> **What to do**: From the line with "Tested this against" to the line with "I just looked", retype every line exactly, including those two, and leave out the rest of the data below.
Supplied material below:
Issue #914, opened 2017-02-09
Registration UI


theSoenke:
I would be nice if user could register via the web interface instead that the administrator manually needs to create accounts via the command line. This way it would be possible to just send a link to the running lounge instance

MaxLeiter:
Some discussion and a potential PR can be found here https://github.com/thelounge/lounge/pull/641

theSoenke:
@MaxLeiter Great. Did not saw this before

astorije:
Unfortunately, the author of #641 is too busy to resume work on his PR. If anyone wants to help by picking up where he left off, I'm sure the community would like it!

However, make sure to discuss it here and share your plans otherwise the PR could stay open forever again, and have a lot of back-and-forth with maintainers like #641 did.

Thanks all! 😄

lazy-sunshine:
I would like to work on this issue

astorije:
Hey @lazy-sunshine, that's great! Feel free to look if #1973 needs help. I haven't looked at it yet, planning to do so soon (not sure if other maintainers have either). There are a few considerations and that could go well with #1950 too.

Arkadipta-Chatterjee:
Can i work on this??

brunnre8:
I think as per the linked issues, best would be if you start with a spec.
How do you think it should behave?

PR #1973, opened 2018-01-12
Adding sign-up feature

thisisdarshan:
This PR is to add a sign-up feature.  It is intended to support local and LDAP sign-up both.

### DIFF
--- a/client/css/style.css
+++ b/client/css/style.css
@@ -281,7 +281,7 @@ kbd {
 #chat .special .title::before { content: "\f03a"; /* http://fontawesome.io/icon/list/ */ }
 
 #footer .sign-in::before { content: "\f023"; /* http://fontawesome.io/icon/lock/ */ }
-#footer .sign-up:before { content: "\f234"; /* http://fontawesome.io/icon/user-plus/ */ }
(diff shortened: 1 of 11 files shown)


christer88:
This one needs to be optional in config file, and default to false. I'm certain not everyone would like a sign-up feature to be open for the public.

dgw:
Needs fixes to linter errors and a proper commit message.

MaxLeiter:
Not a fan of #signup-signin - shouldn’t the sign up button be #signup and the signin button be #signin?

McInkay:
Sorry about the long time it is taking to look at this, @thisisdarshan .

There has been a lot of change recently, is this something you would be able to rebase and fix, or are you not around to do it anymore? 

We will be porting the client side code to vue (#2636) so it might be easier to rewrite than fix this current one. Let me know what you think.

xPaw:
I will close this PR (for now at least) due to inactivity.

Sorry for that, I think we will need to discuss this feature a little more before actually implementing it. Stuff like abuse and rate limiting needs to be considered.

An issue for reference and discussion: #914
End of Supplied material.
Supplied material below:
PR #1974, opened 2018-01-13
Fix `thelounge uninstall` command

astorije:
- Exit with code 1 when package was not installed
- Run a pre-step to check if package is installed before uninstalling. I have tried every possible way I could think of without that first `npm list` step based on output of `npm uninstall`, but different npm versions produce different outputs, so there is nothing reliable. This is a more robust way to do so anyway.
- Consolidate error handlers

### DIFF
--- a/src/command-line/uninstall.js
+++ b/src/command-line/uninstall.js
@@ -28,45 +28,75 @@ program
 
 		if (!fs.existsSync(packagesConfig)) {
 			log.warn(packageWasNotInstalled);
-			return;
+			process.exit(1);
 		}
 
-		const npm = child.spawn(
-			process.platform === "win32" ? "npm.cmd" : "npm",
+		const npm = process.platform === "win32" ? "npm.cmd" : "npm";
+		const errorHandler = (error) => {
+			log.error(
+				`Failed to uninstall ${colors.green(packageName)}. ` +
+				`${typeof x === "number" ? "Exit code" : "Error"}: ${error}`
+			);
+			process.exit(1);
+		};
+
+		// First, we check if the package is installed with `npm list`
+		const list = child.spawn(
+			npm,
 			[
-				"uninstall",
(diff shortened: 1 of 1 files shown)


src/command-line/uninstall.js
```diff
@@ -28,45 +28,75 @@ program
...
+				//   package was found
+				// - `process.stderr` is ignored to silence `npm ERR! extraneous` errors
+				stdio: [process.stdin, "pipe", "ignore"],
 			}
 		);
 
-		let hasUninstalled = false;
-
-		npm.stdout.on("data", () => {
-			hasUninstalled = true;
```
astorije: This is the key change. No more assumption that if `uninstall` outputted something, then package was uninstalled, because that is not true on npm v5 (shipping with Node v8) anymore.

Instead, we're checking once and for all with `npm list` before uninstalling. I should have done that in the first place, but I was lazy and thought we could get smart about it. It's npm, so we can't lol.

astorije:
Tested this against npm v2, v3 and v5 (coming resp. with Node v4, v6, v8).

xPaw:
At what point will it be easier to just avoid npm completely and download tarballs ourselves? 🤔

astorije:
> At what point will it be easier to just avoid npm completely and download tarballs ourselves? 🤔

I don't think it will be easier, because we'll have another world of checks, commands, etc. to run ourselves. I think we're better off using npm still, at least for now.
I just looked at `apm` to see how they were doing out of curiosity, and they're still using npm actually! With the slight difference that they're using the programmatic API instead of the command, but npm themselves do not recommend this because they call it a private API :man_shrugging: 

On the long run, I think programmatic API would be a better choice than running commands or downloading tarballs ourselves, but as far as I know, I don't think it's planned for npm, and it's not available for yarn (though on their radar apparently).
End of Supplied material.
> **Solution to this exercise**:
Tested this against npm v2, v3 and v5 (coming resp. with Node v4, v6, v8).

xPaw:
At what point will it be easier to just avoid npm completely and download tarballs ourselves? 🤔

astorije:
> At what point will it be easier to just avoid npm completely and download tarballs ourselves? 🤔

I don't think it will be easier, because we'll have another world of checks, commands, etc. to run ourselves. I think we're better off using npm still, at least for now.
I just looked at `apm` to see how they were doing out of curiosity, and they're still using npm actually! With the slight difference that they're using the programmatic API instead of the command, but npm themselves do not recommend this because they call it a private API :man_shrugging: 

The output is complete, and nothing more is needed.